**WHAT NEEDS TO BE DONE**.
Lines that contain the string "translate" are the ones to list; copy all of them from the records.

[Dataset entries]
PR #1393, opened 2020-12-09
Add multiplicity marker to replace menu for participants

### LINKED ISSUE #533: I can model a pool with MI marker
In BPMN it is possible to mark a pool as multi instance (at least the marker looks like the parallel multi instance marker)

Should work for both, collapsed and expanded pools

azeghers:

Closes #533

__Acceptance Criteria__

* [ ] Corresponds to the concept 
* [ ] Corresponds to the design 

__Definition of Done__

### DIFF
--- a/lib/features/popup-menu/ReplaceMenuProvider.js
+++ b/lib/features/popup-menu/ReplaceMenuProvider.js
@@ -24,9 +24,10 @@ import * as replaceOptions from '../replace/ReplaceOptions';
  * This module is an element agnostic replace menu provider for the popup menu.
  */
 export default function ReplaceMenuProvider(
-    popupMenu, modeling, moddle,
+    bpmnFactory, popupMenu, modeling, moddle,
     bpmnReplace, rules, translate) {
 
+  this._bpmnFactory = bpmnFactory;
   this._popupMenu = popupMenu;
   this._modeling = modeling;
   this._moddle = moddle;
@@ -38,6 +39,7 @@ export default function ReplaceMenuProvider(
 }
 
 ReplaceMenuProvider.$inject = [
+  'bpmnFactory',
   'popupMenu',
   'modeling',
   'moddle',
@@ -268,6 +270,10 @@ ReplaceMenuProvider.prototype.getHeaderEntries = function(element) {
     headerEntries = headerEntries.concat(this._getDataObjectIsCollection(element));
   }
 
+  if (is(element, 'bpmn:Participant')) {
+    headerEntries = headerEntries.concat(this._getParticipantMultiplicity(element));
+  }
+
   if (is(element, 'bpmn:SubProcess') &&
       !is(element, 'bpmn:Transaction') &&
       !isEventSubProcess(element)) {
@@ -486,7 +492,7 @@ ReplaceMenuProvider.prototype._getLoopEntries = function(element) {
 };
 
 /**
- * Get a list of menu items containing buttons for multi instance markers
+ * Get a list of menu items containing a button for the collection marker
  *
  * @param  {djs.model.Base} element
  *
@@ -517,6 +523,46 @@ ReplaceMenuProvider.prototype._getDataObjectIsCollection = function(element) {
     }
   ];
   return dataObjectEntries;
+};
+
+/**
+ * Get a list of menu items containing a button for the participant multiplicity marker
+ *
+ * @param  {djs.model.Base} element
+ *
+ * @return {Array<Object>} a list of menu items
+ */
+ReplaceMenuProvider.prototype._getParticipantMultiplicity = function(element) {
+
+  var self = this;
+  var bpmnFactory = this._bpmnFactory;
+  var translate = this._translate;
+
+  function toggleParticipantMultiplicity(event, entry) {
+    var isActive = entry.active;
+    var participantMultiplicity;
+
+    if (!isActive) {
+      participantMultiplicity = bpmnFactory.create('bpmn:ParticipantMultiplicity');
+    }
+
+    self._modeling.updateProperties(
+      element,
+      { participantMultiplicity: participantMultiplicity });
+  }
+
+  var participantMultiplicity = element.businessObject.participantMultiplicity;
+
+  var participantEntries = [
+    {
+      id: 'toggle-participant-multiplicity',
+      className: 'bpmn-icon-parallel-mi-marker',
+      title: translate('Participant Multiplicity'),
+      active: !!participantMultiplicity,
+      action: toggleParticipantMultiplicity,
+    }
+  ];
+  return participantEntries;
 };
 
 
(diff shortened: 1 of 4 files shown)


test/spec/features/popup-menu/ReplaceMenuProviderSpec.js
```diff
@@ -188,6 +189,104 @@ describe('features/popup-menu - replace menu provider', function() {
...
+
+
+  describe('participants - multiplicity marker', function() {
+
+    beforeEach(bootstrapModeler(diagramXMLParticipants, { modules: testModules }));
+
+
+    it('should toggle on', inject(function(elementRegistry) {
+
+      // given
```
MaxTru, line 203: The 
```
      // given
      var participant = elementRegistry.get('Participant_1');

      openPopup(participant);
```

is always the same for all 4 test cases isn't it? I suggest to therefore make it part of an "forEach" block. (also applies to the old tests above probably)

MaxTru (commented):
Good job.
I tested in locally, runs well.

Only a minor comment.

lib/features/popup-menu/ReplaceMenuProvider.js
```diff
@@ -519,6 +523,38 @@ ReplaceMenuProvider.prototype._getDataObjectIsCollection = function(element) {
...
+ */
+ReplaceMenuProvider.prototype._getParticipantMultiplicity = function(element) {
+
+  var self = this;
+  var translate = this._translate;
+
+  function toggleParticipantMultiplicity(event, entry) {
+    self._modeling.updateProperties(
+      element,
+      { participantMultiplicity: !entry.active });
```
pinussilvestrus, line 541: I think we have to be careful with this. [According to the spec, this is **not** a boolean](https://github.com/bpmn-io/bpmn-moddle/blob/master/resources/bpmn/json/bpmn.json#L1970), but an element with type `bpmn: ParticipantMultiplicity`. If we store it is as a boolean, we will get in trouble while serializing (`modeler#saveXML`). 

E.g. when using the inside Camunda Modeler, I got the following error when switching to the XML Editor.

```text
/Users/niklas.kiefer/Desktop/diagram_1.bpmn] Cannot read property 'isGeneric' of undefined
    at ElementSerializer.build (webpack-internal:///../../bpmn-js/node_modules/moddle-xml/dist/index.esm.js:1226:37)
    at eval (webpack-internal:///../../bpmn-js/node_modules/moddle-xml/dist/index.esm.js:1472:30)
    at forEach (webpack-internal:///../../bpmn-js/node_modules/min-dash/dist/index.esm.js:181:16)
    at eval (webpack-internal:///../../bpmn-js/node_modules/moddle-xml/dist/index.esm.js:1460:63)
    at forEach (webpack-internal:///../../bpmn-js/node_modules/min-dash/dist/index.esm.js:181:16)
    at ElementSerializer.parseContainments (webpack-internal:///../../bpmn-js/node_modules/moddle-xml/dist/index.esm.js:1432:59)
    at ElementSerializer.build (webpack-internal:///../../bpmn-js/node_modules/moddle-xml/dist/index.esm.js:1247:10)
    at eval (webpack-internal:///../../bpmn-js/node_modules/moddle-xml/dist/index.esm.js:1472:30)
    at forEach (webpack-internal:///../../bpmn-js/node_modules/min-dash/dist/index.esm.js:181:16)
    at eval (webpack-internal:///../../bpmn-js/node_modules/moddle-xml/dist/index.esm.js:1460:63) [ error ]
```

That's because `moddle` does not know what due to the Boolean value.

pinussilvestrus: I think better would be something like

```js
var isActive = entry.active;

var participantMultiplicity;

if(isActive) {
  participantMultiplicity = bpmnFactory.create('bpmn:ParticipantMultiplicity');
}

self._modeling.updateProperties(
  element,
  { participantMultiplicity: participantMultiplicity });
);

```

pinussilvestrus: [The `BpmnRenderer`](https://github.com/bpmn-io/bpmn-js/blob/5d339676f2e6fb3b095185631d76c83cdaebca95/lib/draw/BpmnRenderer.js#L1170) is also not checking for a boolean only, but for an _existing_ object.

pinussilvestrus (changes requested):

lib/features/popup-menu/ReplaceMenuProvider.js
pinussilvestrus: Also, cf. this example diagram: https://github.com/bpmn-io/bpmn-js/blob/master/test/fixtures/bpmn/draw/pools-with-collection-marker.bpmn#L4

pinussilvestrus:
Maybe we can also align the marker with the one for activities. It looks a bit less bold.

image

lib/features/popup-menu/ReplaceMenuProvider.js
azeghers: Thanks for the catch, I was a bit too quick to implement it.
I'll look into it and update my PR :+1:

test/spec/features/popup-menu/ReplaceMenuProviderSpec.js
azeghers: I recall @nikku told me a few weeks back that when it came to testing, DRY wasn't the best guideline, as a test was supposed to be understandable as a standalone process, so it made sense to repeat some of the setup for each of them.

lib/features/popup-menu/ReplaceMenuProvider.js
pinussilvestrus: 🚀 🚀

test/spec/features/popup-menu/ReplaceMenuProviderSpec.js
MaxTru: Well when the goal is understandability, I would still argue that the understandability is not reduced when using a forEach block for this. The key content of the test is to click the icon, and that would still be included in the test hence would be understood.  
Anyway, this is just a suggestion which improves it IMO. But it is also okay the way it is.

azeghers:
Marker aligned and boolean changed to element

image

nikku:
> Marker aligned and boolean changed to element

Great to see all of these on a single screen. Is there a particular reason the vertical offsets are still different? This is not a big one but drives pixel dudes like me crazy :stuck_out_tongue_winking_eye:.

azeghers:
That's how the marker was defined for participants :man_shrugging: 
Do you want me to give it a bit more distance from the bottom?

nikku:
It is fine :see_no_evil: I guess.

pinussilvestrus (commented):
Works perfectly fine for me 👏  Good job!

I Would wait for @MaxTru to give his final feedback before merging it.

pinussilvestrus (approved):

PR #1394, opened 2020-12-16
Add step in setup file to run modeler in browser

azeghers:
This PR adds a section that documents how to execute a single test that allows to run an instance of the modeler in the browser.

### DIFF
--- a/docs/project/SETUP.md
+++ b/docs/project/SETUP.md
@@ -61,6 +61,27 @@ Execute `npm install` on each of the projects to grab their dependencies.
 Execute `npm run all` on each project. Things should be fine.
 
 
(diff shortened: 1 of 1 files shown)


nikku:
One thought I have here.

What if the user could simply execute

```
SINGLE_MODELER=1 npm run dev
```

And what you've mentioned would just work, out of the box?

nikku:
Let's merge this.

If https://github.com/bpmn-io/bpmn-js/issues/1396 yields any meaningful results, we can update our steps. 

I'd event put a one-liner, if https://github.com/bpmn-io/bpmn-js/issues/1396 produces one directly into the README.

PR #1411, opened 2021-01-22
chore: create basic GitHub action CI

nikku:
This adds a GitHub actions CI pipeline to our build.

### DIFF
--- a/.travis.yml
+++ b/.travis.yml
@@ -9,8 +9,7 @@ jobs:
       before_script:
         - ./tasks/wiredeps
       script:
-        - COVERAGE=1 TEST_BROWSERS=Firefox,PhantomJS,ChromeHeadless xvfb-run npm run all
-        - npx codecov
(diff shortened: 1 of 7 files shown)


.travis.yml
```diff
@@ -9,8 +9,7 @@ jobs:
       before_script:
         - ./tasks/wiredeps
```
nikku, line 10: We do not do that on GitHub actions right now, should we?

philippfromme: Yes, we want the same behavior we previously had on Travis.

nikku: O.k. need to add this one then.

philippfromme (approved):
Had to disable Firefox and PhantonJS on Windows. PhantomJS on Mac doesn't seem to be entirely stable but okay for now.

nikku:
Thanks for approving and looking into the windows issues. I :heart: how easy these kinds of conditional pipelines are:

image

PR #2401, opened 2026-03-21
fix(snapping): allow label snapping inside participants and lanes

### LINKED ISSUE #2371: Alignment tools for labels don't work inside of participant/lane

sahilforkshere:
Fixes #2371

Root Cause: > FixHoverBehavior.js:49 forces the hover target to the root element whenever a label is being moved. In a collaboration diagram, the root is the collaboration element whose direct children are only participants — not the gateway/event shapes inside them. So getSnapTargets returned an empty set for labels inside participants, making alignment snap lines invisible.

Fix: > In BpmnCreateMoveSnapping.js, the getSnapTargets method now detects when the moving shape is a label whose actual parent differs from the forced root target (shape.labelTarget && shape.parent !== target). In that case, it additionally collects siblings from the label's real parent container (the lane/participant), merging them into the snap target list. This gives the snapping system access to the label's siblings (other labels, the labelTarget gateway/event, etc.), restoring the alignment helpers inside participants and lanes.

### DIFF
--- a/lib/features/snapping/BpmnCreateMoveSnapping.js
+++ b/lib/features/snapping/BpmnCreateMoveSnapping.js
@@ -3,6 +3,7 @@ import inherits from 'inherits-browser';
 import CreateMoveSnapping from 'diagram-js/lib/features/snapping/CreateMoveSnapping';
 
 import {
+  getChildren,
   isSnapped,
   setSnapped,
   topLeft,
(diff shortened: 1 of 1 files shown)


jarekdanielak:
I rebased your branch on the latest develop, cause we've recently introduced resizable external labels (https://github.com/bpmn-io/bpmn-js/pull/2414), and it seems to mess with the snapping, too.

Would you be interested in continuing the investigation to fix it once for all? 😄 

bpmn-js-snapping-1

**SOLUTION TO THIS PROBLEM**.
     bpmnReplace, rules, translate) {
+  var translate = this._translate;
+      title: translate('Participant Multiplicity'),
+  var translate = this._translate;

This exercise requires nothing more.